―ユージェニクス―

何かが挟まって…
そうだっただろうか。

確かに扉は閉まった気がするのだが……


「あれっ美織ちゃん、このペンダント可愛いぃ〜」

あずさは、美織の首元に掛けられた小さなペンダントを見つける。

凝った星の形でキラキラしていた。

「あ、うん…綺麗でしょ。貰ったの」

「へぇ〜〜カレシぃ?」

「ちっ違うわ……」


少し和やかに話した後、あずさが不意に時計を見る。


「あー…美織ちゃん、ちょっとだけ待ってて、すぐ戻るから」


「え、あずさ……」


「すぐ戻るからぁ!」

すくっと立ったあずさは扉の方に駆けていく。
途中未だ倒れている黒服の様子を見たが、特に何もなかった様だ。


「あずさ……変わった子だな……」

妙にテキパキした動きとか、あの頼りになる様な感じ。
ただ可愛いだけじゃないような……

彼女は一体どういった子なんだろうか。









美織の部屋の扉を開け、廊下に顔を出す。

周囲に人は……


「おい」

「!」

一人居た。
部屋横の壁際に……

他には誰も居ない。


「びっくりした。

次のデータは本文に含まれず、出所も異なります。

PR #965, opened 2024-03-27
Handle contacts with no npub/lnurl

### LINKED ISSUE #963: Handle contacts with no npub or lightning address
We currently have contacts in our social bar that if you click on them it'll take you to a black screen if they don't have an npub.

We should handle this by taking you to the send screen if they have a lightning address or just not displaying them if they don't have either

benthecarman:
Closes #963 

Not really sure if `actions.handleIncomingString` is the correct thing to be calling here

### DIFF
--- a/src/components/SocialActionRow.tsx
+++ b/src/components/SocialActionRow.tsx
@@ -15,8 +15,16 @@ export function SocialActionRow(props: {
 
     const getContacts = cache(async () => {
         try {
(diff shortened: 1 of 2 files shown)


futurepaul (commented):
this looks good to me. it was scary at first but it makes sense on re-reading.

should get it in after we merge #989 and we can test that it all works together

futurepaul (approved):

PR #970, opened 2024-03-28
add delete nostr profile ability

futurepaul:
needs https://github.com/MutinyWallet/mutiny-node/pull/1096

### DIFF
--- a/src/routes/Profile.tsx
+++ b/src/routes/Profile.tsx
@@ -1,5 +1,5 @@
 import { useNavigate } from "@solidjs/router";
-import { Copy, Edit, QrCode } from "lucide-solid";
+import { Copy, Edit, Import, QrCode } from "lucide-solid";
 import { createMemo, createSignal, Match, Show, Switch } from "solid-js";
 import { QRCodeSVG } from "solid-qr-code";
 
@@ -33,7 +33,8 @@ export function Profile() {
         return {
             name: profile?.display_name || profile?.name || "Anon",
             picture: profile?.picture || undefined,
-            lud16: profile?.lud16 || undefined
+            lud16: profile?.lud16 || undefined,
+            deleted: profile?.deleted || false
         };
     });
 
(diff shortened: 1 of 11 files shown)


src/routes/settings/NostrKeys.tsx
```diff
@@ -18,12 +20,57 @@ import {
...
+    }
+
+    const [confirmOpen, setConfirmOpen] = createSignal(false);
+    const [confirmLoading, setConfirmLoading] = createSignal(false);
+
+    async function deleteNostrAccount() {
+        setConfirmLoading(true);
+        try {
+            await state.mutiny_wallet?.delete_profile();
+            console.log("yooo");
```
benthecarman, line 38: don't need tihs console log

src/routes/settings/NostrKeys.tsx
```diff
@@ -18,12 +20,57 @@ import {
...
+        setConfirmOpen(true);
+    }
+
+    const [confirmOpen, setConfirmOpen] = createSignal(false);
+    const [confirmLoading, setConfirmLoading] = createSignal(false);
+
+    async function deleteNostrAccount() {
+        setConfirmLoading(true);
+        try {
+            await state.mutiny_wallet?.delete_profile();
```
benthecarman, line 37: should delete the local nsec if one is imported too

benthecarman (approved):
works for me

TonyGiorgio (changes requested):
Importing an nsec after deleting the main wallet nsec doesn't work.

futurepaul:
> Importing an nsec after deleting the main wallet nsec doesn't work.

It works for me. I made a new profile with a new wallet, deleted the profile, and then imported my normal nsec.

src/routes/Profile.tsx
```diff
@@ -42,11 +42,21 @@ export function Profile() {
...
     const [copy, copied] = useCopy({ copiedTimeout: 1000 });
 
+    const profileDeleted = createMemo(() => {
+        // return true if profile.deleted is true or "true"
+        // return false if profile.deleted is false or "false"
+        if (profile().deleted === true || profile().deleted === "true") {
+            return true;
+        } else {
+            return false;
+        }
```
benthecarman, line 52: this can just be `(profile().deleted === true || profile().deleted === "true")` no need for the if statement

benthecarman (approved):
Paul and I tested every case we could think of on a call, this is good to go

TonyGiorgio (approved):

TonyGiorgio (approved):

PR #976, opened 2024-03-29
i18n for `prettyPrintTime` functions

alpeb-btc:
`openLinkProgrammatically.ts` mentions that i18n doesn't work in utils; maybe that comment is outdated?

I've also added the translations for Spanish and that tested well.

Removed the `formatExpiration` function as it appears to no longer be used.


futurepaul:
> `openLinkProgrammatically.ts` mentions that i18n doesn't work in utils; maybe that comment is outdated?

yeah I'm surprised this works but it all seems fine for me!

thank you for tackling this, good stuff

futurepaul (approved):

PR #1001, opened 2024-04-05
set lsps settings via url query params

futurepaul:
sorry @johncantrell97 it was easier to do this than rebase / change your version. works on my machine but if you can test as well that would be great and we can get this in


benthecarman (approved):
Works for me

PR #1020, opened 2024-04-09
Add italian translations

TonyGiorgio:


futurepaul (changes requested):
Need to add the language to https://github.com/MutinyWallet/mutiny-web/blob/master/src/utils/languages.ts so it shows up in the language picker dropdown

PR #1030, opened 2024-04-10
Skip setup if flag set & set LSPS Config on startup

benthecarman:
if you add `?skip_setup=true` to the url it'll now skip our walkthrough, this is for the c= guys


futurepaul (commented):
doesn't this mean they won't end up with a nodemanager?

benthecarman:
> doesn't this mean they won't end up with a nodemanager?

No, this just skips the setup profile stuff

futurepaul (approved):

TonyGiorgio (approved):

PR #1035, opened 2024-04-11
pick a federation on setup

futurepaul:
Screenshot 2024-04-11 at 9 55 33 AM

### DIFF
--- a/e2e/utils.ts
+++ b/e2e/utils.ts
@@ -13,10 +13,14 @@ export async function loadHome(page: Page) {
 
     await page.locator("button:has-text('Skip for now')").click();
 
+    await page.getByText("Pick a Federation").waitFor();
+
+    await page.locator("button:has-text('Skip for now')").click();
+
+    await page.locator(`button:has-text('Confirm')`).click();
+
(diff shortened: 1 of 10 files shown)


TonyGiorgio:
Amazing, I love it. I think the copy could improve, both here and in the setup. Been asked a few times what this means. I think we can explain it a bit better, something that focuses on what it provides the user, and something a little less scary than "use at your own risk" while still communicating that each is a new network. Hard to wrap it all up in a small package, could benefit from a "learn more" screen itself.

futurepaul:
> I think the copy could improve, both here and in the setup. 

I'll take another pass at it. Really hard to explain without a wall of text but I'll try again. I can add a learn more explainer modal for the truly curious.

futurepaul:
@TonyGiorgio updated with the text you provided

TonyGiorgio (approved):
LFG

benthecarman:
think this broke the playwright test

futurepaul:
> think this broke the playwright test

it was the confirm button's fault

PR #885, opened 2024-02-15
redeem cashu token

elnosh:
Still a WIP but putting it out there for feedback. This PR is to add page to redeem Cashu token.

It depends on:
- mutiny-node PR: https://github.com/MutinyWallet/mutiny-node/pull/1026
- waila change that added support for parsing Cashu token: https://github.com/MutinyWallet/bitcoin-waila/pull/17

So right now it does not work as is. I'm building both changes mentioned above locally and pointing to them in package.json file.

Couple things still need work/fixing:
- CORS error when calling mint.
- After pressing Redeem button, UI is not responsive because of CORS error. It does however add it to the wallet balance if the mint pays the invoice.
- I was trying cashu tokens generated from different wallets and was getting some errors when parsing some of them (I think this may need changes in Waila)

PR #1038, opened 2024-04-11
Cashu redeem

futurepaul:
We can close #885 and go with this

I added string handling, redeem screen stuff, and mild support in DMs. in the future we can do contact tagging and auto-sweep for DMs, but this seemed easy enough for now.


src/routes/Redeem.tsx
```diff
@@ -238,7 +310,23 @@ export function Redeem() {
                             </div>
                             {/* TODO: add payment details */}
                         </SuccessModal>
-                        <pre>NICE</pre>
```
benthecarman, line 241: why delete this nice?

futurepaul: idk what it's even doing there tbh, it should be behind the successmodal anyway

benthecarman (approved):

futurepaul:
Works on signet but seems like there are some problems redeeming with real mainnet mints so switching to draft until we figure that out

benthecarman:
requires https://github.com/MutinyWallet/mutiny-node/pull/1139

benthecarman:
this should work with the latest release

PR #1043, opened 2024-04-12
invite codes and list federations even if you're in one

futurepaul:
@TonyGiorgio and I discussed this over steak tartare

Screenshot 2024-04-12 at 11 41 17 AM

Screenshot 2024-04-12 at 11 41 21 AM

### DIFF
--- a/src/components/FederationInviteShower.tsx
+++ b/src/components/FederationInviteShower.tsx
@@ -1,0 +1,55 @@
+import { Copy, QrCode } from "lucide-solid";
+import { createSignal, Show } from "solid-js";
+import { QRCodeSVG } from "solid-qr-code";
+
+import { SimpleDialog } from "~/components";
+import { useI18n } from "~/i18n/context";
+import { useCopy } from "~/utils";
+
+export function FederationInviteShower(props: {
+    name?: string;
+    inviteCode: string;
+}) {
+    const i18n = useI18n();
+    const [showQr, setShowQr] = createSignal(false);
+
+    const [copy, copied] = useCopy({ copiedTimeout: 1000 });
+
+    return (
+        <>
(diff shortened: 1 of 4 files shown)


benthecarman:
If you guys want this that is fine with me, but curious what is the reasoning for this?

src/components/FederationInviteShower.tsx
```diff
@@ -0,0 +1,55 @@
...
+            <div class="flex w-full justify-center gap-8">
+                <button onClick={() => setShowQr(true)}>
+                    <QrCode class="inline-block h-4 w-4" />
+                </button>
+                <button
+                    class="p-1"
+                    classList={{
+                        "bg-m-red rounded": copied()
+                    }}
+                    onClick={() => copy(props.inviteCodes[0])}
```
benthecarman, line 29: Would be cool if you could scroll through the invite codes, in case the first isn't working

futurepaul:
> If you guys want this that is fine with me, but curious what is the reasoning for this?

it's just nice for reasons of curiosity imo

src/components/FederationInviteShower.tsx
futurepaul: we don't actually have multiple. made it singular

benthecarman (commented):
when you remove a federation it reloads the list still, shoulnd't need to do that anymore but not the end of the world

futurepaul:
> when you remove a federation it reloads the list still

yeah it's a lot simpler code-wise this way

benthecarman (approved):

TonyGiorgio:
> If you guys want this that is fine with me, but curious what is the reasoning for this?

multiple people are asking me for it, they want to know the federations that exist.

PR #1046, opened 2024-04-12
handle invoices inside of message

futurepaul:
fixes unleashed.chat @benthecarman 

Screenshot 2024-04-12 at 2 53 59 PM

Screenshot 2024-04-12 at 2 54 08 PM

### DIFF
--- a/src/routes/Chat.tsx
+++ b/src/routes/Chat.tsx
@@ -76,9 +76,20 @@ function SingleMessage(props: {
 
     const parsed = createAsync(
         async () => {
-            const result = toParsedParams(props.dm.message, network);
+            let result = undefined;
 
-            if (!result.ok) {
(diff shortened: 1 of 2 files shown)


src/routes/Chat.tsx
```diff
@@ -92,6 +103,10 @@ function SingleMessage(props: {
                         return {
                             type: "invoice",
                             status: "paid",
+                            original_message: props.dm.message.replace(
```
benthecarman, line 106: can you call this `message_without_invoice` or something. `original_message` feels like the whole message and will be confusing when we haven't looked at this code in 6 months

futurepaul: good call

benthecarman (approved):
awesome!

PR #1074, opened 2024-04-18
Remove swap functionality for now

TonyGiorgio:
This has caused nothing but problems we can't reproduce, more than likely LSP related problems anyways.


src/components/BalanceBox.tsx
futurepaul, line 1: just need to delete these unused bits and looks good to me. I agree it's a large source of pain and suffering

futurepaul: and for the record, if you want to comment something out in the jsx section:
```
{/* <Show when={usableOnchain() > 0n}>
    <div class="self-end justify-self-end">
        <A href="/swap" class={STYLE}>
            <Shuffle class="h-6 w-6" />
        </A>
    </div>
</Show> */}
```

TonyGiorgio: retarded

TonyGiorgio:
Can you approve this now @futurepaul ?

PR #1078, opened 2024-04-18
handle no connection

futurepaul:
if they go offline and the device can detect it we'll show them they're offline

https://capacitorjs.com/docs/apis/network

Screenshot 2024-04-18 at 4 15 24 PM


src/router.tsx
```diff
@@ -125,6 +126,9 @@ function ChildrenOrError(props: { children: JSX.Element }) {
                     password={state.password}
                 />
             </Match>
+            <Match when={state.network_status?.connectionType === "none"}>
+                <NoConnection />
+            </Match>
```
benthecarman, line 131: this should probably be before `setup_error`. having no internet would likely be the cause of a setup error

TonyGiorgio: One of the first things that gets returned from the setup phase is the LNURL call not working

futurepaul: I'm not sure if you guys are agreeing or disagreeing here.

benthecarman: agreeing

futurepaul: okay rebased and fixed

TonyGiorgio:
I don't like this. It's very jarring. It's one thing if it's during the setup, but if there's a little disconnection while on the home screen, the whole screen converts and flashes back when the connection resumes. This is not a good experience for a blip in connection issues. You can do a little disconnection icon at the top or something.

居るなら居るって言ってよ」
口を開いたのはあずさ。

「びっくりしたのは俺だ。突然顔出しやがって…」
壁際に居た人物……まだそこまで背も高くなく、深々と頭にキャップを被っている。

あの警備員室で監視カメラを切った少年だ。

「調度いいや、今呼ぼうと思ってたんだよね、入って」

「は?」

少年はあずさに促されるまま美織に宛がわれた部屋に入った。

扉が閉まる。


無人の廊下……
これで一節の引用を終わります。